EXERCISE AIM: All of the records below should be output exactly.

** Opening DATA FOR PROCESSING block **

PR #7660, opened 2026-02-17
Special-case hebrew months in names data struct

robertbastian:
This moves the "membrane" between `icu_calendar` and `icu_datetime` to not having to expose the non-standard "formatting month code".

#7149

### DIFF
--- a/components/datetime/src/pattern/names.rs
+++ b/components/datetime/src/pattern/names.rs
@@ -3773,25 +3773,37 @@ impl RawDateTimeNamesBorrowed<'_> {
         let month_index = usize::from(month.number() - 1);
         let name = match month_names {
             MonthNames::Linear(linear) => {
-                if month.is_formatting_leap() {
+                if month.is_leap() {
                     None
                 } else {
                     linear.get(month_index)
                 }
             }
+            MonthNames::LeapLinear(hebrew) if hebrew.get(12).unwrap_or_default().is_empty() => {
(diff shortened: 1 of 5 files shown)


components/datetime/src/pattern/names.rs
```diff
@@ -3773,25 +3773,37 @@ impl RawDateTimeNamesBorrowed<'_> {
...
         let name = match month_names {
             MonthNames::Linear(linear) => {
-                if month.is_formatting_leap() {
+                if month.is_leap() {
                     None
                 } else {
                     linear.get(month_index)
                 }
             }
+            MonthNames::LeapLinear(hebrew) if hebrew.get(12).unwrap_or_default().is_empty() => {
```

** Closing DATA FOR PROCESSING block **

RESPONSE:
PR #7660, opened 2026-02-17
Special-case hebrew months in names data struct

robertbastian:
This moves the "membrane" between `icu_calendar` and `icu_datetime` to not having to expose the non-standard "formatting month code".

#7149

### DIFF
--- a/components/datetime/src/pattern/names.rs
+++ b/components/datetime/src/pattern/names.rs
@@ -3773,25 +3773,37 @@ impl RawDateTimeNamesBorrowed<'_> {
         let month_index = usize::from(month.number() - 1);
         let name = match month_names {
             MonthNames::Linear(linear) => {
-                if month.is_formatting_leap() {
+                if month.is_leap() {
                     None
                 } else {
                     linear.get(month_index)
                 }
             }
+            MonthNames::LeapLinear(hebrew) if hebrew.get(12).unwrap_or_default().is_empty() => {
(diff shortened: 1 of 5 files shown)


components/datetime/src/pattern/names.rs
```diff
@@ -3773,25 +3773,37 @@ impl RawDateTimeNamesBorrowed<'_> {
...
         let name = match month_names {
             MonthNames::Linear(linear) => {
-                if month.is_formatting_leap() {
+                if month.is_leap() {
                     None
                 } else {
                     linear.get(month_index)
                 }
             }
+            MonthNames::LeapLinear(hebrew) if hebrew.get(12).unwrap_or_default().is_empty() => {
```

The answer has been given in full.